Title: The Four Ms. Bradwells
Author: Meg Waite Clayton
Release Date: March 22, 2011
Publisher: Ballantine Books
Genre: Women’s Fiction
Rating: 4.5 out of 5
Mia, Betts, Laney, and Ginger have been best friends ever since their first day of law school. Nicknamed the “Ms. Bradwells” after the court case that they studied which brought them together, they have remained close over the years. Now, Betts is a nominee for Supreme Court Justice, and of course, the other three Ms. Bradwells are there to support her at her nomination hearings. But after an unexpected question at the hearing threatens to drag out a long buried secret that the four women have kept for years, they retreat to Ginger’s family home on Cook Island, a small island off the coast of Maryland. There, they hide from reporters and reconnect, eventually realizing that the past can’t stay hidden forever.
I really enjoyed Meg Waite Clayton’s The Wednesday Sisters, so I was eagerly anticipating her latest novel. Clayton has an exceptional ability to get to the heart of women’s friendships and to truthfully depict the complexity therein. I was pleased that The Four Ms. Bradwells boasted wonderful friendships, but also engaging main characters that I really sympathized with.

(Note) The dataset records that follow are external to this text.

PR #107, opened 2024-08-18
Add New APK Only Pipeline

damaestro:
- Automatically sync downstream if build succeeds on a commit to master
- Downstream build APK only and publish as a release
- Use deterministic name for programmatic access

### DIFF
--- a/.github/workflows/Build.yml
+++ b/.github/workflows/Build.yml
@@ -16,6 +16,7 @@ jobs:
     # You can convert this to a matrix build if you need cross-platform coverage.
     # See: https://docs.github.com/en/free-pro-team@latest/actions/learn-github-actions/managing-complex-workflows#using-a-build-matrix
     runs-on: ubuntu-22.04
+    if: ${{ vars.APK_ONLY == '' }}
 
     steps:
     - uses: actions/checkout@v4
@@ -77,6 +78,7 @@ jobs:
   build-server-flatpak:
     name: Linux server (flatpak)
     runs-on: ubuntu-latest
+    if: ${{ vars.APK_ONLY == '' }}
     container:
       image: bilelmoussaoui/flatpak-github-actions:freedesktop-23.08
       options: --privileged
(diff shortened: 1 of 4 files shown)


damaestro:
This can be merged without the full setup completed as everything should skip when the correct github actions configuration is not present.

.github/workflows/Build.yml
```diff
@@ -228,19 +233,21 @@ jobs:
       with:
         name: apk-${{ matrix.hmd }}-${{ (github.event_name == 'pull_request' && matrix.buildtype == 'Release') && 'Release-unsigned' || matrix.buildtype }}
         path: apk/*.apk
+        retention-days: 30
```
damaestro, line 236: Added to save on storage costs.

.github/workflows/Build.yml
```diff
@@ -228,19 +233,21 @@ jobs:
...
 
     - name: Archive debug symbols
       if: ${{ matrix.buildtype != 'Release' }}
       uses: actions/upload-artifact@v4
       with:
         name: symbols-${{ matrix.hmd }}-${{ matrix.buildtype }}
         path: debug/**/*.so
+        retention-days: 30
```
damaestro, line 244: Added to save on storage costs.

damaestro:
@xytovl @Meumeu to finish the setup after this is merged we need to create the PAT that has specific granular permissions to call the sync and to create the release. You could use the legacy token type but I recommend the granular.

An org admin needs to go to https://github.com/settings/personal-access-tokens/new and create a new granular token with all of the needed permissions for the downstream repo:

* Owned by the `WiVRn` org
* Only select repositories -> `WiVRn/WiVRn-APK`

Repository permissions:

 **Read access** to metadata

 **Read and Write access** to actions, code, commit statuses, issues, merge queues, pull requests, repository custom properties, repository hooks, and workflows

Once that token is correctly configured, the `DOWNSTREAM_GITHUB_TOKEN` repository secret needs to be configured here https://github.com/WiVRn/WiVRn-APK/settings/secrets/actions and here https://github.com/WiVRn/WiVRn/settings/secrets/actions

The `APK_SIGNINGKEYPASSWORD` and `APK_KEYSTORE_BASE64` repository secrets also have to be configured to be able to create the signed APK.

Women’s friendships are hard things to write. They are so complex, so maddening and ugly and beautiful and deep, it’s difficult to really grasp their true nature. And if an author actually manages to do that, to really show all the layers of friendship between women, it’s hard to make it look real and true, rather than some sort of superficial competition. The fact is, women can be very difficult, especially smart, successful women, which all four of the Ms. Bradwells are. Yet Clayton somehow not only takes these complicated friendships with their insane amounts of baggage and write them compellingly, she makes the reader feel the true love each of these women feels for her three friends. It’s an incredible feat, and I admire her for being able to do it.
My favorite character of the four was Mia, but that’s because the book started out in her voice. I fell into her so naturally that when the voice changed, and Betts, Ginger, or Laney were narrating, I wanted to get back to Mia. That’s not to say she was the easiest to like – each of these women are written honestly. They all have strengths and weaknesses, and Clayton doesn’t hide from their faults. But even when difficult aspects of their natures are revealed, I never found myself disliking any of them. Ginger was the hardest of the four for me to relate to, but I cared about her just as much as I cared about Mia.
I also loved how intelligent these women were. All four were law school graduates, and they all felt it was important to keep their minds active and engaged. At one point, Clayton takes us through a game of Scrabble with the Ms. Bradwells. It may sound tedious, but instead, I was riveted. I loved watching these smart, successful women enjoy playing a board game. Too often, education is looked down upon and seen as a bad thing. Laney, Mia, Betts, and Ginger celebrated their intelligence and didn’t care who watched them – it was a wonderful thing to witness.
I could say a lot more about The Four Ms. Bradwells, but instead I’ll stop here. This is a wonderful work of women’s fiction, from the characters, to the friendships, to the serious issues facing women that are tackled in the book. This would make an excellent book club pick, as there are a lot of different aspects of the novel to discuss. I’m so glad I had the opportunity to read The Four Ms. Bradwells and I can’t wait to see what Meg Waite Clayton comes up with next.